What year 328? I have yet to find a car that the sound couldn't be improved upon... even a BMW. Heck, doing a nice Hertz upgrade in a 5-series next week.


----------



## slim142 (Aug 5, 2010)

Upsss...

Sorry for having missed such an important piece of data.

Year will be 2008. Sedan 328i.


----------



## final frontier (Jan 18, 2011)

Plug your car data into Crotchfields "Outfit My Car". 

Linky: Car Selector

Then click on "Details from our research files".


----------



## SomeGuy748 (Feb 24, 2010)

Seems like I can remember being able to fit 5 1/4" in those locations without too much trouble. There is a depth issue in the front as the speakers are actually mounted to the door panel and there is no hole in the door metal for the magnet to extend into the actual door. 

Hope that helps.


----------



## slim142 (Aug 5, 2010)

Does the car have built-in amplifiers or crossovers between the headunit and speakers?

I just got the car today. Im so happy with it. I love it.

Now, cant wait to add subs and upgrade the audio. Its not bad but Im used to quality not factory standards.


----------



## mattyjman (Aug 6, 2009)

you should check out e90post.com ... a forum for bimmers... and there is a well documented audio section

vpelectricity and technic are both frequent there and should be able to add some advice as necessary

as for speakers, what type of radio did you get - Logic 7?, Base, other?

either way, you have a location for a 4 in the door (5 1/4 is gonna require some modification to the mounting point and grill on the door), regular sized tweeter in the pods by the mirrors, and then you have some 8" midbass drivers under the seats ... slim. 
-- probably 4's in the rear doors.

amp is located on the left side of the trunk under a plastic panel, and that controls eq, volume, etc. 

you have quite a few options, but i would stay away from "adding a deck" and trying a factory integration piece. there are some simple options that will allow you to work with the stock signal without much problems...

again, go to e90post.com and sign up for the forum there and read the most visited threads in the audio section. should provide everything you need.


----------



## slim142 (Aug 5, 2010)

mattyjman said:


> you should check out e90post.com ... a forum for bimmers... and there is a well documented audio section
> 
> vpelectricity and technic are both frequent there and should be able to add some advice as necessary
> 
> ...


I dont know if I have Logic 7, Im guessing I have factory. The radio is nothing spectacular. Just the simple radio with orange lights.

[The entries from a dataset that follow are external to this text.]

PR #269, opened 2018-01-14
Add create2

NIC619:
### How was it fixed?
Add CREATE2 opcode
- [x] update intrinsic gas calculation of sharing transaction
- [x] add CREATE2 address check in `execute_transaction` to make sure `transaction.to` is the same as computed contract address
- [x] add CREATE2 opcode and remove CREATE from sharding opcodes
- [x] test


hwwhww:
link #224

evm/vm/forks/sharding/transactions.py
```diff
@@ -43,5 +44,6 @@ def _get_sharding_intrinsic_gas(transaction_data, transaction_code):
     return (
         GAS_TX +
         num_zero_bytes * GAS_TXDATAZERO +
-        num_non_zero_bytes * GAS_TXDATANONZERO
+        num_non_zero_bytes * GAS_TXDATANONZERO +
+        GAS_TXCREATE
```
hwwhww: I may miss something, could you tell me why `GAS_TXCREATE` is included in every sharding tx?

evm/logic/system.py
```diff
@@ -190,3 +191,69 @@ def __call__(self, computation):
         if computation.msg.is_static:
             raise WriteProtection("Cannot modify state while inside of a STATICCALL context")
         return super(CreateEIP150, self).__call__(computation)
+
+
+class Create2(CreateEIP150):
```
hwwhww: Is there's a reason for inheriting `CreateEIP150` instead of `CreateByzantium`?

NIC619: `CreateByzantium` and `Create2` both override `__call__` function so I make `Create2` inherit from `CreateEIP150` and copy the `is_static` check from `CreateByzantium`.

evm/vm/forks/sharding/transactions.py
NIC619: You are right. It should not be included in every tx.

tests/core/vm/test_sharding_vm.py
```diff
@@ -7,26 +12,64 @@
...
-    contract_address,
+    simple_transfer_contract_bytecode,
+    simple_transfer_contract_address,
+    simple_contract_factory_bytecode,
+    CREATE2_contract_bytecode,
+    CREATE2_contract_address,
 )
 
 
 def test_sharding_transaction(shard_chain_without_block_validation):  # noqa: F811
```
hwwhww: Since it's a test in `test_vm_state.py`, mind updating the test name to `test_sharding_apply_transaction`?

NIC619: Sure. I will update the name. Do you mean also moving it to `test_vm_state.py`?

hwwhww: ohhhhh sorry, I meant `test_sharding_vm.py`!

NIC619:
Tests updated. Thanks.

evm/vm/forks/sharding/opcodes.py
```diff
@@ -18,10 +20,18 @@
...
 }
 
 
 SHARDING_OPCODES = merge(
     copy.deepcopy(BYZANTIUM_OPCODES),
     NEW_OPCODES
 )
+
+
+SHARDING_OPCODES.pop(opcode_values.CREATE)
```
pipermerriam: Instead of popping this value out, can we do the following a few lines up.

```python
from cytoolz import dissoc

SHARDING_OPCODES = merge(
     dissoc(copy.deepcopy(BYZANTIUM_OPCODES), opcode_values.CREATE),
     NEW_OPCODES
 )
```

tests/core/vm/test_sharding_vm.py
```diff
@@ -7,26 +12,117 @@
...
+    gas_used = vm.block.header.gas_used - last_gas_used
+    assert gas_used > transfer_tx.intrinsic_gas
+    last_gas_used = vm.block.header.gas_used
     with vm.state.state_db(read_only=True) as state_db:
         assert state_db.get_balance(recipient) == amount
+
+    # Second test: contract that deploy new contract with CREATE2
+    second_deploy_tx = new_sharding_transaction(
+        CREATE2_contract_address,
+        b'',
```
pipermerriam: Can you change this to use keyword arguments so that it's clear what all of these similar parameters are.

tests/core/vm/test_sharding_vm.py
```diff
@@ -7,26 +12,117 @@
...
+        assert state_db.get_code(newly_deployed_contract_address) == b'\xbe\xef'
+        assert state_db.get_storage(CREATE2_contract_address, 0) == 1
+
+
+def test_CREATE2_deploy_contract_edge_cases(shard_chain_without_block_validation):  # noqa: F811
+    # First case: computed contract address not the same as provided in `transaction.to`
+    chain = shard_chain_without_block_validation
+    first_failed_deploy_tx = new_sharding_transaction(
+        simple_transfer_contract_address,
+        b'',
```
pipermerriam: Same request here regarding keyword arguments.

tests/core/vm/test_sharding_vm.py
```diff
@@ -7,26 +12,117 @@
...
+    computation = vm.apply_transaction(first_failed_deploy_tx)
+    assert computation.is_error
+    gas_used = vm.block.header.gas_used
+    assert gas_used > first_failed_deploy_tx.intrinsic_gas
+    last_gas_used = gas_used
+
+    # Next, complete deploying the contract
+    successful_deploy_tx = new_sharding_transaction(
+        simple_transfer_contract_address,
+        b'',
```
pipermerriam: and here

tests/core/vm/test_sharding_vm.py
```diff
@@ -7,26 +12,117 @@
...
+    computation = vm.apply_transaction(successful_deploy_tx)
+    assert not computation.is_error
+    gas_used = vm.block.header.gas_used - last_gas_used
+    assert gas_used > successful_deploy_tx.intrinsic_gas
+    last_gas_used = gas_used
+
+    # Second case: deploy to existing account
+    second_failed_deploy_tx = successful_deploy_tx
+    computation = vm.apply_transaction(second_failed_deploy_tx)
+    assert computation.is_error
```
pipermerriam: Maybe add a check that `isinstance(computation._error, ContractCreationCollision)`

tests/core/vm/test_sharding_vm.py
```diff
@@ -7,26 +12,117 @@
...
+        b'',
+        0,
+        b'',
+        b'',
+        '0xf3',
+    )
+
+    vm = chain.get_vm()
+    computation = vm.apply_transaction(first_failed_deploy_tx)
+    assert computation.is_error
```
pipermerriam: Maybe add a check for `isinstance(computation._error, IncorrectContractCreationAddress)`

PR #272, opened 2018-01-15
p2p: Implement ETH PV63 sub-protocol commands

gsalgado:


evm/p2p/eth.py
```diff
@@ -0,0 +1,206 @@
...
+from rlp import sedes
+
+from eth_utils import encode_hex
+
+from .constants import MAX_HEADERS_FETCH
+from evm.rlp.headers import BlockHeader
+from evm.rlp.receipts import Receipt
+from evm.rlp.transactions import BaseTransaction
+from evm.p2p.exceptions import HandshakeFailure
+from evm.p2p.les import HashOrNumber
```
pipermerriam: Seems like this should get moved to a separate `sedes` file rather than it living in `les` now that it's being used in multiple places.

evm/p2p/peer.py
```diff
@@ -449,6 +452,23 @@ def les_proto(self):
         return self._les_proto
 
 
+class ETHPeer(BasePeer):
+    _eth_proto = None
+    _supported_sub_protocols = [ETHProtocol]
+
+    @property
+    def eth_proto(self):
+        assert len(self.enabled_sub_protocols) > 0
```
pipermerriam: *nitpick*

explicit exception over assertions in non-test code.

evm/p2p/peer.py
```diff
@@ -449,6 +452,23 @@ def les_proto(self):
...
+        if self._eth_proto is None:
+            for proto in self.enabled_sub_protocols:
+                if proto.name == ETHProtocol.name:
+                    self._eth_proto = proto
```
pipermerriam: It feels like this loop is missing a `break` statement.  I *think* that there's an implicit understanding that there aren't multiple values in `self.enabled_sub_protocols` which have the same name.  However, it bothers me that this code *can* set `self._eth_proto` multiple times (albeit to the same value) before exiting.

If we add a break, we can also change the next line from being `if self._eth_proto is None` to be an `else` clause  for this `for` loop which I think is *slightly* more semantically correct for how this code flows.

* Loop over proto names and set the local `_eth_proto`
* Break when you find the proper protocol
* If the loop never breaks, then an error has occurred.

evm/p2p/peer.py
```diff
@@ -449,6 +452,23 @@ def les_proto(self):
...
+            if self._eth_proto is None:
+                raise Exception(
```
pipermerriam: Anything better than a bare *Exception* that can be raised here?

evm/p2p/peer.py
```diff
@@ -490,8 +514,22 @@ def __init__(self, block_number, block_hash, total_difficulty, genesis_hash):
     try:
         peer = loop.run_until_complete(
             asyncio.wait_for(
-                handshake(remote, ecies.generate_privkey(), LESPeer, chaindb, network_id),
+                handshake(remote, ecies.generate_privkey(), peer_class, chaindb, network_id),
                 HANDSHAKE_TIMEOUT))
+        # Request some stuff, just as a basic test.
+        block_hash = decode_hex(
+            '0x59af08ab31822c992bb3dad92ddb68d820aa4c69e9560f07081fa53f1009b152')
```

I didnt notice 8inch midbass under the seats. Will double check tomorrow. And I havent noticed speakers on the rear doors either lol. Will check that too.

I kinda dont want to deal with replacing the factory radio and speakers due to the big amount of labor it requires, plus it would take much more money as doing one thing at the time is not the best option. If I upgrade the radio, the speakers still need some power and will not sound the best. If I upgrade the speakers, Im looking at poor quality since still factory radio.

But for now what I want is to add bass. I cant drive without bass so I want to ask you, what do I need in order to have my bass up and running?

I already know what subs, enclosure and amp I will be running. Just need to know how I will be getting signal to the amp.

Bass is the crucial part for now.


----------



## cleung (Feb 11, 2010)

contact member technic, he is an expert in bmw audio wiring and can make a wiring harness for you to get signal to your amp.

The system in the bmw e90 is similar to the one in the e60. I have logic 7 and will be keeping my factory headunit (idrive) and using a ms-8. I'm going to give the HAT speakers a try L631v2 3 way with a leviathan and then a DIYMA r12 with a helix B2. L4 for a center channel and some 4 inch rainbow SL coax in the rear deck that will be powered with the ms-8. L6's will go under the seats and the L1 and L3's will go in the doors all using factory locations.


----------



## slim142 (Aug 5, 2010)

cleung said:


> contact member technic, he is an expert in bmw audio wiring and can make a wiring harness for you to get signal to your amp.
> 
> The system in the bmw e90 is similar to the one in the e60. I have logic 7 and will be keeping my factory headunit (idrive) and using a ms-8. I'm going to give the HAT speakers a try L631v2 3 way with a leviathan and then a DIYMA r12 with a helix B2. L4 for a center channel and some 4 inch rainbow SL coax in the rear deck that will be powered with the ms-8. L6's will go under the seats and the L1 and L3's will go in the doors all using factory locations.


Aight cool

Ill pm him and see what can be done in the car. For now all I want is to add bass. I will leave the HU and speakers for later.


----------



## south east customz (Jan 17, 2011)

I'm working in a 11 335 sedan now
At the base system u would only have mids in doors and rears with subs under seats (they are really 6.5's in a 8 in mount)
Id u have I drive then it's a logic 7 that adds tweets in the doors/ rears and a center channel.

This particular car I'm doing now is in stages stage 1
Is adding oem tweeter pods with L1
and custom box with 1 12 and an ms8

I've done a number of bmws and the oem speakers with an ms8 and a sub can please 3/4 consumers


----------



## south east customz (Jan 17, 2011)

And BMW's are pretty easy once u know what u are doing lol


----------



## Bimmerboyali (Oct 30, 2010)

Yes, contact Technic and get the PNP wire harness, he's made it simple for all us Bimmer lovers. I am ordering mine right now also for my E60.

Good luck and let us know what u end up putting in.


----------